A distanza di tre settimane dall’introduzione dei nuovi controlli doganali alla frontiera UK, il bilancio non sembra positivo. Secondo il rapporto pubblicato dal National Audit Office, il Regno Unito ha investito circa 4,7 miliardi di sterline per introdurre il nuovo sistema di controlli alle frontiere. Un investimento che, tuttavia, non ha ancora raggiunto i risultati sperati.
Dal 30 aprile scorso, in particolare, sono entrati in vigore i nuovi controlli (di identità, fisici o documentali) sui prodotti agroalimentari provenienti dall’Unione europea, con l’obbligo di effettuare le ispezioni presso i posti di controllo frontalieri.
Già a gennaio, tuttavia, il Governo UK aveva segnalato la mancanza di personale, presso le autorità sanitarie portuali, per effettuare le ispezioni necessarie, evidenziando una situazione critica, che avrebbe reso difficile l’introduzione di verifiche puntuali e ordinate.
A ciò si aggiunge anche l’interruzione del sistema informatico che nelle scorse settimane ha causato veri e propri colli di bottiglia presso i posti di frontiera, causando fino a 20 ore di ritardi nei trasporti.
In questo contesto, cresce la preoccupazione delle imprese UK che importano prodotti agroalimentari dall’UE. Secondo le stime, a causa dei nuovi controlli, ogni azienda britannica sosterrà circa 225 mila sterline di spese. Un costo che, secondo il Regno Unito, è trascurabile rispetto all’esigenza di tutelare la biosicurezza del mercato britannico. Resta però la preoccupazione per un ulteriore aumento dei prezzi, che potrebbe far crescere l’inflazione di 0,2 punti percentuali nei prossimi tre anni.

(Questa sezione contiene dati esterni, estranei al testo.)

PR #539, opened 2018-10-25
Prevent Slack API rate-limit overflow

Helcaraxan:
I noticed that the current implementation of the Slack bridge is actually likely to exceed Slack's API rate-limit.

When starting up and joining multiple channels multiple JoinChannel events are received which all result in the users and channels being refreshed.

### DIFF
--- a/bridge/slack/helpers.go
+++ b/bridge/slack/helpers.go
@@ -4,6 +4,8 @@ import (
 	"fmt"
 	"regexp"
 	"strings"
+	"sync"
+	"time"
 
 	"github.com/nlopes/slack"
 )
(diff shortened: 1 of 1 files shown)


bridge/slack/handlers.go
```diff
@@ -64,8 +64,12 @@ func (b *Bslack) handleSlackClient(messages chan *config.Message) {
...
 			b.si = ev.Info
-			b.populateChannels()
-			b.populateUsers()
+
+			// Populating channels and users can take a while so do it async.
+			go func() {
+				b.populateChannels()
+				b.populateUsers()
+			}()
 		case *slack.InvalidAuthEvent:
```
42wim: This was sync with a reason, so that we kept blocking here and don't start receiving messsages where don't have the info about the channel or users. Maybe for big channels (because that takes a long time with the new cursor API) we can do ad-hoc lookup of a user instead (or combined with) loading them all at once. 
The populateChannels() shouldn't take long and can be kept sync.

WDYT ?

Helcaraxan: You are quite right and in retrospective I am removing the async stuff entirely. Just limiting this PR to the scope of not running multiple `populateChannels()` and `populateUsers()` in parallel.

42wim:
Wouldn't it be better to have one function that gets called from populateUsers and populateChannels ? with just one mutex / time ?

Helcaraxan:
In the `handleSlackClient()` method we call the `populateUsers()` without calling the `populateChannels()` hence they are split out in two functions. This in turn means that they both need to rely on separate mutex / time couples.

42wim:
Maybe I'm overlooking something, but as the slack API rate is global, why not something like this ?
```
func refreshAllowed(what string) bool {
	if time.Now().Before(earliestRefresh) {
		b.Log.Debugf("Not refreshing %s list as there was a refresh less than %d seconds ago.",what, int(minimumRefreshInterval.Seconds()))
		return false
	}
	earliestRefresh = time.Now().Add(minimumRefreshInterval)
	return true
}

populateUsers() {
	if !refreshAllowed() { return }
	...
}
	
populateChannels() {
	if !refreshAllowed() { return }
	...
}
```

42wim:
Thanks!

L’allarme delle aziende britanniche si riflette anche sul nostro export. Il Regno Unito rappresenta, infatti, il sesto mercato di destinazione delle nostre esportazioni, per un valore di circa 26 miliardi di euro l’anno. In particolare, l’agrifood rappresenta un settore di traino: nel 2023 la vendita di prodotti agricoli e ittici si è attestata intorno ai 340 milioni di euro, mentre gli alimentari hanno fatto registrare un valore di quasi 3 miliardi, con un aumento del 9,5%, rispetto all’anno precedente.
L’Italia è il primo fornitore di pomodori e si posiziona al primo posto anche per l’export di pasta. Molto significative le esportazioni di formaggi e prodotti caseari, mentre per la categoria degli oli di oliva, l’Italia segue la Spagna, collocandosi in seconda posizione. Molto significative anche le esportazioni di vino: il nostro Paese ha assicurato nel 2023 circa il 19% degli approvvigionamenti del Regno Unito, in volume ed il 18% in valore, collocandosi, rispettivamente, in prima e seconda posizione.
La crescita dell’export agroalimentare dovrà fare i conti con il nuovo sistema di controlli, che impone nuove sfide al Regno Unito, ma anche ai suoi fornitori. Per gli esportatori è obbligatorio, infatti, ottenere un certificato da parte dell’autorità sanitaria del Paese di partenza.
La preoccupazione delle imprese UK è dovuta anche alla nuova tariffa (tra 10 e 29 sterline per ogni prodotto). Secondo DEFRA, le piccole importazioni di pesce, salumi, salsicce, formaggi e yogurt saranno soggette a tasse che potranno arrivare fino a 145 sterline, con un nuovo aggravio di costi per le imprese importatrici britanniche.